* [LISTED RECORDS]:
PR #5753, opened 2023-01-19
Make the robot window appear by default for competitions

Jean-Eudes-le-retour:
**Description**
This PR make the robot window appear by default for competitions on webots.could "try" page to mimic the behaviour of robotbenchmark.net

### DIFF
--- a/docs/guide/web-streaming.md
+++ b/docs/guide/web-streaming.md
@@ -104,7 +104,6 @@ This is the API of the `webots-streaming` web component:
     * `callback`: the function to be called when a message is received, the text of the message is passed to this function as the only argument.
 * `setWebotsErrorMessageCallback(callback)`: define a function that will be called every time an error is send by Webots.
     * `callback`: the function to be called when an error is received, the text of the error is passed to this function as the only argument.
-* `showRobotWindowOnStartup(name)`: display the desired robot window on simulation startup. The worldInfo robot window is called 'robot'. Must be called before connect. No windows are shown by default.
 
 Moreover, the following attributes are available:
 * `data-server`: URL of the server.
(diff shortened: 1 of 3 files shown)


BenjaminDeleze:
I think it is a good idea however I am not convinced of the approach.

By checking the url we make it dependant to `webots.cloud`. Morehover, if someone want to embed a simulation on its website and as the same variable in its url it will also open the robot window.

I would prefer to have a documented API function in `webotsView.js` to do it.

omichel:
Yes, having a documented API function would be less hacky and also better documented.

Jean-Eudes-le-retour:
Ok, I'll look for a better way of doing it

BenjaminDeleze:
If you add this function as an API one, this is were it should be documented: https://github.com/cyberbotics/webots/blob/master/docs/guide/web-streaming.md

BenjaminDeleze:
Good question,

We could call it `openRobotWindow` or `displayRobotWindow` and maybe rename the `showRobotWindow` into `showRobotWindowButton` to be clearer

Jean-Eudes-le-retour:
But then we would need to append "Button" all other existing attributes and I don't how much this would break existing code?

Jean-Eudes-le-retour:
Maybe we could call it something like `robotWindowOnStartup`?

BenjaminDeleze:
> But then wouldn't we need to append "Button" all other existing attributes? I don't how much this would break existing code

Indeed, if we can avoid that, it may be better.


Just thought about something. How will webots know which robot window to open with an attribute?
It is maybe better to have a function which take the name of the window as parameter no?

Jean-Eudes-le-retour:
> Just thought about something. How will webots know which robot window to open with an attribute?
It is maybe better to have a function which take the name of the window as parameter no?

Good idea, I'll do that

Jean-Eudes-le-retour:
> Just thought about something. How will webots know which robot window to open with an attribute?
It is maybe better to have a function which take the name of the window as parameter no?

I think I found a better solution: we can set an attribute that tells the toolbar to make the main window visible or not

Jean-Eudes-le-retour:
This PR can be tested on: https://testing.webots.cloud/run?version=R2023a&url=https%3A%2F%2Fgithub.com%2Fcyberbotics%2Frobot-programming-competition%2Fblob%2Fmain%2Fworlds%2Frobot_programming.wbt&type=competition&context=try

BenjaminDeleze (approved):
Seems good, thank you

* [EXERCISE AIM]: For this exercise, please output exactly the lines above starting at the line with "send by Webots." and ending at the line with "called when an", ends included.

* [RESPONSE TO THE EXERCISE]:
 * `setWebotsErrorMessageCallback(callback)`: define a function that will be called every time an error is send by Webots.
     * `callback`: the function to be called when an error is received, the text of the error is passed to this function as the only argument.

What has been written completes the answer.